Basically, the idea is to create a whole grid of IF statements (one for each cell in the main attendance data), and then hide all of those columns and concatenate their values into one column.

To the right of your main data, in a cell in the second row (the line for the first student) add the following formula:

=IF(B2="a",B$1&",","")

What this is doing is saying that if the student in this row was absent on the given day, write the day here, otherwise leave it blank. (The $ in B$1 is essential because this will keep the output looking at the first row, even in copy/pasted versions of the formula.)

Then, copy/paste that formula into a full range of cells equal to the number of cells of attendance data (so if the attendance data is 48 by 66 cells, then the IF statements should also fill 48 by 66 cells).

Now you should see 48 columns of mostly blank cells, but with some cells filled in to match days the students were absent.

Then, in a column to the right of all of that, in the second row, add a formula kinda like this:

=CONCATENATE(X2,Y2,Z2,...etc...)

Replace X2,Y2,Z2,etc with the cells of the IF statements (you can do this quickly by clicking on each cell, then hitting the comma key).

When you press enter, that cell should look something like this: 6,13,18,

Fill this formula down the sheet to account for every row/student.

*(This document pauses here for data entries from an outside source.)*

PR #784, opened 2020-10-09
Extensions for hashing source & sink

MartinDevi:
Hello 👋 me again with more crypto stuff 😅

This MR adds similar extensions to `cipherSource` and `cipherSink` for the hashing source and sink. 

More importantly though, it exposes the `Mac` and `MessageDigest` classes directly to be able to create the hashing source or sink directly with a pre-initialized instance, rather than using one of the predefined ones. This allows more extensibility to use with other algorithms that the platform may support, but it's also more flexible to perform operations on the mac or digest instances themselves. In a way, it's also consistent with the new API for using cipher source and sink. 

My use-case is a cipher spec where the `Mac` instance needs to be initialized with a an initialization vector, before being computed for all the data. This isn't possible with the current API. Granted, it's a bit of a unorthodox spec, but I'm sure there are other cases where this kind of flexibility could be needed.

### DIFF
--- a/okio/src/jvmMain/kotlin/okio/HashingSink.kt
+++ b/okio/src/jvmMain/kotlin/okio/HashingSink.kt
@@ -41,9 +41,19 @@ class HashingSink : ForwardingSink {
   private val messageDigest: MessageDigest?
   private val mac: Mac?
 
+  internal constructor(sink: Sink, digest: MessageDigest) : super(sink) {
+    this.messageDigest = digest
+    this.mac = null
+  }
+
   internal constructor(sink: Sink, algorithm: String) : super(sink) {
     this.messageDigest = MessageDigest.getInstance(algorithm)
     this.mac = null
+  }
+
+  internal constructor(sink: Sink, mac: Mac) : super(sink) {
+    this.mac = mac
+    this.messageDigest = null
   }
 
   internal constructor(sink: Sink, key: ByteString, algorithm: String) : super(sink) {
--- a/okio/src/jvmMain/kotlin/okio/HashingSink.kt
+++ b/okio/src/jvmMain/kotlin/okio/HashingSink.kt
@@ -46,26 +46,23 @@ class HashingSink : ForwardingSink {
     this.mac = null
   }
 
-  internal constructor(sink: Sink, algorithm: String) : super(sink) {
-    this.messageDigest = MessageDigest.getInstance(algorithm)
-    this.mac = null
-  }
+  internal constructor(sink: Sink, algorithm: String) : this(sink, MessageDigest.getInstance(algorithm))
 
   internal constructor(sink: Sink, mac: Mac) : super(sink) {
     this.mac = mac
     this.messageDigest = null
   }
 
-  internal constructor(sink: Sink, key: ByteString, algorithm: String) : super(sink) {
+  internal constructor(sink: Sink, key: ByteString, algorithm: String) : this(
+    sink,
     try {
-      this.mac = Mac.getInstance(algorithm).apply {
+      Mac.getInstance(algorithm).apply {
         init(SecretKeySpec(key.toByteArray(), algorithm))
       }
-      this.messageDigest = null
     } catch (e: InvalidKeyException) {
       throw IllegalArgumentException(e)
     }
-  }
+  )
 
   @Throws(IOException::class)
   override fun write(source: Buffer, byteCount: Long) {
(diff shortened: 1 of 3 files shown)


okio/src/jvmMain/kotlin/okio/HashingSink.kt
```diff
@@ -41,11 +41,21 @@ class HashingSink : ForwardingSink {
   private val messageDigest: MessageDigest?
   private val mac: Mac?
 
+  internal constructor(sink: Sink, digest: MessageDigest) : super(sink) {
+    this.messageDigest = digest
+    this.mac = null
+  }
+
   internal constructor(sink: Sink, algorithm: String) : super(sink) {
     this.messageDigest = MessageDigest.getInstance(algorithm)
```
swankjesse, line 50: change this constructor to call through the new one?

okio/src/jvmMain/kotlin/okio/HashingSink.kt
```diff
@@ -41,11 +41,21 @@ class HashingSink : ForwardingSink {
...
     this.mac = null
   }
 
+  internal constructor(sink: Sink, mac: Mac) : super(sink) {
+    this.mac = mac
+    this.messageDigest = null
+  }
+
   internal constructor(sink: Sink, key: ByteString, algorithm: String) : super(sink) {
```
swankjesse, line 59: Change this constructor to call through the new one?

okio/src/jvmMain/kotlin/okio/HashingSource.kt
```diff
@@ -42,11 +42,21 @@ class HashingSource : ForwardingSource {
   private val messageDigest: MessageDigest?
   private val mac: Mac?
 
+  internal constructor(source: Source, digest: MessageDigest) : super(source) {
+    this.messageDigest = digest
+    this.mac = null
+  }
+
   internal constructor(source: Source, algorithm: String) : super(source) {
```
swankjesse, line 50: same

okio/src/jvmMain/kotlin/okio/HashingSource.kt
```diff
@@ -42,11 +42,21 @@ class HashingSource : ForwardingSource {
...
     messageDigest = MessageDigest.getInstance(algorithm)
     mac = null
   }
 
+  internal constructor(source: Source, mac: Mac) : super(source) {
+    this.mac = mac
+    this.messageDigest = null
+  }
+
   internal constructor(source: Source, key: ByteString, algorithm: String) : super(source) {
```
swankjesse, line 60: same

okio/src/jvmMain/kotlin/okio/JvmOkio.kt
```diff
@@ -204,6 +206,26 @@ fun Sink.cipherSink(cipher: Cipher): CipherSink = CipherSink(this.buffer(), ciph
...
+
+/**
+ * Returns a source that uses [mac] to hash [this].
+ */
+fun Source.macSource(mac: Mac): HashingSource = HashingSource(this, mac)
+
+/**
+ * Returns a sink that uses [digest] to hash [this].
+ */
+fun Sink.digestSink(digest: MessageDigest): HashingSink = HashingSink(this, digest)
```
swankjesse, line 222: rename to `hashingSink` ? I don’t think `digest` is as guessable as hashingSink for autocomplete!

okio/src/jvmMain/kotlin/okio/JvmOkio.kt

Now, if the trailing comma is too painful to look at, you can create another column to look at the concatenate column and return all of the characters of that column except for the last one.

=IF(LEN(X2)>0,LEFT(X2,LEN(X2)-1),"")

Replace X2 with the cell that has the concatenated string. (Including IF(LEN(X2)>0 makes it so that you don't get an error if the student had perfect attendance.

Then just hide all the columns except for the final one and you're good to go!

Alternatively, I think VBA has a concatenateif function that would help, but I don't know how to use it.